Top of SUPPLIED MATERIAL

PR #15048, opened 2025-05-02
feat(Calendly Trigger Node): Deprecation notice for apiKey authentication

michael-radency:
## Summary

Calendly planning to deprecate API v1(apiKey authentication) in May 2025.

## Related Linear tickets, Github issues, and Community forum posts

https://linear.app/n8n/issue/NODE-2571/blackcloak-calendly-node-fully-migrate-to-api-v2-before-end-of-may

## Review / Merge checklist

- [ ] PR title and summary are descriptive. ([conventions](../blob/master/.github/pull_request_title_conventions.md)) 
- [ ] [Docs updated](https://github.com/n8n-io/n8n-docs) or follow-up ticket created.
- [ ] Tests included. 
- [ ] PR Labeled with `release/backport` (if the PR is an urgent fix that needs to be backported)

PR #28367, opened 2026-04-12
feat(Calendly Trigger Node): Deprecate API key auth and default to OAuth2

SAY-5:
Calendly discontinued API key authentication on May 31, 2025. This updates the Calendly Trigger node to reflect that:

- The deprecation notice now uses past tense since the deadline has passed
- The API Key option in the auth dropdown is marked as \"(deprecated)\"
- New nodes default to OAuth2 instead of the broken API key method

Refs #15048


garritfra:
@Joffcom is this a breaking change that needs to be versioned?

Joffcom:
@garritfra yeah, it is changing a default value so if it was never changed it will break. This is one of those special cases though where if api keys don't work at all it would be ok. 

What I would do if API keys no longer work is version it and remove apikey as a selection so it only has OAuth.

SAY-5:
The failing `Unit tests / Nodes Unit Tests` is in `nodes/Google/GSuiteAdmin/test/group/delete.workflow`, unrelated to this Calendly change. The PR title check ran on an earlier title revision; the current title `feat(Calendly Trigger Node): ...` matches the same scope as the previously merged #15048.

garritfra (approved):

PR #28387, opened 2026-04-13
fix(editor): Only show role assignment warning modal when value actually changed

cstuncsik:
## Summary

The role assignment confirmation modal in SSO settings (SAML/OIDC) was appearing on every save, even when the Role Assignment dropdown hadn't changed. This was caused by `shouldPromptUserToConfirmUserRoleProvisioningChange()` mixing SSO login toggle state with provisioning modal concerns.

Replaces the old function with a reactive `roleAssignmentTransition` computed that purely compares the current dropdown value against the persisted config, returning `'none'`, `'backup'`, or `'switchToManual'`. Also updates modal copy per spec and adds cancel-revert behavior.

## How to verify

1. Go to **Settings → SSO** (SAML or OIDC)
2. With SSO already enabled and a role assignment method already selected, click **Save** without changing the Role Assignment dropdown → **No modal should appear**, form saves directly with a success toast
3. Change Role Assignment from "Assigned manually in n8n" to any SSO option (e.g. "Instance roles") → Click Save → **"Change role assignment method" modal** should appear with CSV download options
4. Change Role Assignment between two SSO options (e.g. "Instance roles" → "Instance and project roles") → Click Save → **Same backup modal** should appear
5. Change Role Assignment from any SSO option back to "Assigned manually in n8n" → Click Save → **"Manage user role provisioning in n8n only" modal** should appear (no CSV downloads, just checkbox confirmation)
6. In any modal, click **Cancel** → The dropdown should **revert to its previously saved value**

https://linear.app/n8n/issue/IAM-535

## Review / Merge checklist

- [x] Tests included.


cstuncsik:
Re: cubic-dev-ai review #2 (P1 on `show-project-roles-csv` blocking switchToManual):

Not valid. The `showProjectRolesCsv` prop has no effect on the switchToManual flow. In `ConfirmProvisioningDialog.vue`:

1. The CSV download section is inside `v-if="!isSwitchingToManual"`, so it never renders for manual transitions
2. The checkbox disabled condition starts with `!isSwitchingToManual &&`, so it is always enabled
3. The confirm button has the same guard

The prop is only consumed in the backup modal path, which is correct.

guillaumejacquart (approved):
I'm approving it, even though it seems it does something "smarter" than the specs to choose whether or not to display the roles csv download

PR #28389, opened 2026-04-13
chore: Migrate @testing-library/jest-dom to support Vitest in @n8n/composables

Matsuuu:
## Summary

As a part of the jest -> vitest migration, clean up unnecessary dependencies from @n8n/composables

https://linear.app/n8n/issue/CAT-2796

## Review / Merge checklist

- [ ] Tests included. 


packages/frontend/@n8n/composables/src/__tests__/setup.ts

Bottom of SUPPLIED MATERIAL

THE TASK:
Quote the data above from the line containing "PR #28387, opened 2026-04-13" to the line containing "The role assignment confirmation", inclusive, and stop.

REPLY:
PR #28387, opened 2026-04-13
fix(editor): Only show role assignment warning modal when value actually changed

cstuncsik:
## Summary

The role assignment confirmation modal in SSO settings (SAML/OIDC) was appearing on every save, even when the Role Assignment dropdown hadn't changed. This was caused by `shouldPromptUserToConfirmUserRoleProvisioningChange()` mixing SSO login toggle state with provisioning modal concerns.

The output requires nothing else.